What do I mean when I say, “rapidly conducting AF?”
Explaining AF in a short blog is impossible. Massively thick books have been written, and week long symposium are routinely given on AF . That said, here is my best impression of Sal Khan, who can explain nearly anything in a 10 min video.
When in AF, the atria are beating (quivering) at 300-500 beats per min. The atria do not pump blood to the body; the ventricle accomplishes this. Ventricular rate (pulse rate) is determined by how fast the AV node conducts the AF impulses from north to south. The AV node acts as a road between the atria and ventricle. It has a certain refractory period which means it can conduct electrical impulses only so fast. The AV node’s speed of conduction varies greatly amongst individuals, and thus, so does the ventricular rate during AF.

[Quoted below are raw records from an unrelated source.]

PR #2415, opened 2020-12-05
[SW-2498] Try to Lock Cloud Multiple Times

mn-mikke:
In automatic external backend of K8s deployment, cloud locking may fail since H2O headless service may route a call to a non leader node during its initialization phase.

### DIFF
--- a/core/src/main/scala/ai/h2o/sparkling/backend/utils/H2OContextExtensions.scala
+++ b/core/src/main/scala/ai/h2o/sparkling/backend/utils/H2OContextExtensions.scala
@@ -114,21 +114,31 @@ trait H2OContextExtensions extends RestCommunication with RestApiUtils with Shel
     }
   }
 
+  private def tryToLockCloud(conf: H2OConf, attemptId: Int, maximumNumberOfAttempts: Int): Boolean = {
+      val h2oCluster = conf.h2oCluster.get + conf.contextPath.getOrElse("")
+      val h2oClusterName = conf.cloudName.get
+      try {
+        logInfo(s"Trying to lock H2O cluster $h2oCluster - $h2oClusterName.")
+        lockCloud(conf)
+        true
+      } catch {
+        case cause: RestApiException if attemptId < maximumNumberOfAttempts - 1 =>
+          logWarning(s"Locking of the H2O cluster $h2oCluster - $h2oClusterName failed.", cause)
+          false
+      }
+  }
+
   protected def getAndVerifyWorkerNodes(conf: H2OConf): Array[NodeDesc] = {
-    val h2oCluster = conf.h2oCluster.get + conf.contextPath.getOrElse("")
-    val h2oClusterName = conf.cloudName.get
     try {
-      var numberOfTries = 6
-      while (numberOfTries > 1) {
-        try {
-          logInfo(s"Trying to lock H2O cluster $h2oCluster - $h2oClusterName.")
-          lockCloud(conf)
-          numberOfTries = 0
-        } catch {
-          case cause: RestApiException if numberOfTries > 1 =>
-            numberOfTries = numberOfTries - 1
-            logWarning(s"Locking of the H2O cluster $h2oCluster - $h2oClusterName failed.", cause)
-            Thread.sleep(10000) // Sleep for 10 seconds
+      val maximumNumberOfAttempts = 6
+      var attemptId = 0
+      while (attemptId < maximumNumberOfAttempts) {
+        val locked = tryToLockCloud(conf, attemptId, maximumNumberOfAttempts)
+        if (locked) {
+          attemptId = maximumNumberOfAttempts
+        } else {
+          Thread.sleep(10000) // Wait for 10 seconds
+          attemptId = attemptId + 1
         }
       }
       verifyWebOpen(conf)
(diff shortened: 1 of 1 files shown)


core/src/main/scala/ai/h2o/sparkling/backend/utils/H2OContextExtensions.scala
```diff
@@ -115,21 +115,34 @@ trait H2OContextExtensions extends RestCommunication with RestApiUtils with Shel
   }
 
   protected def getAndVerifyWorkerNodes(conf: H2OConf): Array[NodeDesc] = {
+    val h2oCluster = conf.h2oCluster.get + conf.contextPath.getOrElse("")
+    val h2oClusterName = conf.cloudName.get
     try {
-      lockCloud(conf)
+      var numberOfTries = 6
+      while (numberOfTries > 1) {
```
honzasterba, line 122: this is confusing, this will perform the re-try only 5 times, while `numberOfTries` is 6
why not do the normal `var numberOfTries = 0; while (numberOfTries < 6)` and `numberOfTries += 1`?

core/src/main/scala/ai/h2o/sparkling/backend/utils/H2OContextExtensions.scala
```diff
@@ -115,21 +115,34 @@ trait H2OContextExtensions extends RestCommunication with RestApiUtils with Shel
...
+        try {
+          logInfo(s"Trying to lock H2O cluster $h2oCluster - $h2oClusterName.")
+          lockCloud(conf)
+          numberOfTries = 0
+        } catch {
```
honzasterba, line 127: try-catch within try-catch is difficult to read, would move this into a separate method

core/src/main/scala/ai/h2o/sparkling/backend/utils/H2OContextExtensions.scala
```diff
@@ -115,21 +115,34 @@ trait H2OContextExtensions extends RestCommunication with RestApiUtils with Shel
...
+          case cause: RestApiException if numberOfTries > 1 =>
```
honzasterba, line 128: interesting construct, so this means this catch only works when the `if` condition is sattisfied?

mn-mikke: Yes, you are correct.

core/src/main/scala/ai/h2o/sparkling/backend/utils/H2OContextExtensions.scala
mn-mikke: Np, will do.

core/src/main/scala/ai/h2o/sparkling/backend/utils/H2OContextExtensions.scala
mn-mikke: ok, will change to the proposed logic. Thanks!

core/src/main/scala/ai/h2o/sparkling/backend/utils/H2OContextExtensions.scala
```diff
@@ -114,21 +114,31 @@ trait H2OContextExtensions extends RestCommunication with RestApiUtils with Shel
...
-          numberOfTries = 0
-        } catch {
-          case cause: RestApiException if numberOfTries > 1 =>
-            numberOfTries = numberOfTries - 1
-            logWarning(s"Locking of the H2O cluster $h2oCluster - $h2oClusterName failed.", cause)
-            Thread.sleep(10000) // Sleep for 10 seconds
+      val maximumNumberOfAttempts = 6
+      var attemptId = 0
+      while (attemptId < maximumNumberOfAttempts) {
+        val locked = tryToLockCloud(conf, attemptId, maximumNumberOfAttempts)
```
honzasterba, line 136: passing a boolean value of `attemptId < maximumNumberOfAttempts - 1` would reduce the number of args and make the code cleaner

core/src/main/scala/ai/h2o/sparkling/backend/utils/H2OContextExtensions.scala
```diff
@@ -114,21 +114,31 @@ trait H2OContextExtensions extends RestCommunication with RestApiUtils with Shel
...
+        if (locked) {
+          attemptId = maximumNumberOfAttempts
```
honzasterba, line 138: could be just `break`

mn-mikke: Break and return statements in Scala are quite tricky. It's possible to define them, but they are implemented via thrown exceptions.  https://alvinalexander.com/scala/scala-break-continue-examples-breakable/ If you don't mind, I will leave it as it's.

core/src/main/scala/ai/h2o/sparkling/backend/utils/H2OContextExtensions.scala
mn-mikke: ok, will change.

core/src/main/scala/ai/h2o/sparkling/backend/utils/H2OContextExtensions.scala
honzasterba: I was suspecting that was the case :)

honzasterba (approved):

The inter-person variability of AV conduction is probably in great part genetically determined, whereas the intra-person variability is related to adrenaline levels. The AV node is richly innervated by the autonomic nervous nervous system (the involuntary nervous system.) So when adrenaline levels are higher, like with exertion, the conduction velocity is increased and likewise at times of low adrenaline levels, like at rest, the rate of conduction slows.
In general, pulse rates (ventricular rates) are higher with AF, but not always. For instance a person with AV block would transmit none of the atrial signals and the heart rate would be very low. Patients with cardiovascular fitness–and high vagal (anti-adrenaline) tone–might have slow AV node velocities. In this case the atrial fib signals would traverse the AV node at modest rates resulting in only modestly irregular heart rates.
This image is from a dual chamber defibrillator recording. The atrial and ventricular leads record intra-cardiac signals which can be stored and displayed. Neat. The atrial fib signals are irregular and at a rate of over 400 beats per minute. The second row of signals are from a lead in the ventricle. As can be seen, the ventricular rate is but a fraction of the atrial rate. This fraction is determined by the speed of AV nodal conduction.
This ECG was recording during my AF episode. The atria are fibrillating, but the pulse rate is in the 70s, albeit with the characteristic irregularly irregular pattern.
The rapid atrial rates in AF cause the atrial muscle to quiver rather than contract. Lack of contraction can cause blood to pool. This pooling of blood increases the risk of clotting, and therefore patients with AF are generally more susceptible to stroke-causing clots. The story on stroke in AF is a very long chapter. Suffice it to say, AF patients vary in their stroke risk, with the young patient without any co-morbid conditions being at very low risk, and conversely, the very old patient with multiple medical problems being at high risk. Most AF stroke risk falls somewhere in between. That’s where doctoring comes in.
More often than not, AF patients have excessive tachycardia. The heart is a muscle, and like any other muscle, excessive contraction will gradually weaken the heart. This gradual decline in cardiac contractile force enhances the risk of congestive heart failure. The good news is that AF therapy can both prevent and reverse CHF. Again, good doctoring can make a huge difference.
Cardiac symptoms of AF occur because of irregularity of the rhythm, increased heart rate, or a combination of both. In general, AF reduces the cardiac output 20-30 percent. This reduction is perceived with great individual variability. Not a small number–let’s say a third–of AF patients report no symptoms. How one AF patient can be incapacitated, while the next is completely asymptomatic is a mystery to all.
Symptoms of AF do not always parallel the objectively measured parameters of heart function. Some patients have marked reduction in ejection fraction, but no symptoms, whereas others have normal EFs, but terrible symptoms. It is a mystery.
This post is not meant to be comprehensive. Just a teaser, maybe a stimulus to learn more.
4 replies on “Atrial Fibrillation 101…”
Sal would be proud!
A good analogy I read for the timing of cardiac repolarization was after you flush a toilet. The time during which another depolarization front cannot pass is analogous to the time the bowl takes to refill.
Thanks for this. Very well written and informative.
Also a physician (speed skater/cylist) with recurrent paroxysmal afib. Just cardioverted after my second episode exactly 5 years after the first. Interestingly the first conversion was done with flecainide and the second with electricity. The second also included anticoagulation (enoxaparin/coumadin) for a month after a transesophageal echo to r/o potential emboli.
Quite an annoying problem especially the large amount of information available that doesn't seem amenable to analysis. For example, atrial chamber sizes and ventricular wall thickness – what do they mean when they are shown to be increased in competitive cyclists?
There is also no good guidance on resuming training – how fast and how intense after cardioversion.
The advice I have so far on ablation is that the results are not as good as most people think.
Any ideas appreciated.
Thank you for this information. The best attempt yet to explain A.F. in terms we can all understand. I am a novice but do understand your description of what is going on in the A.F. heart.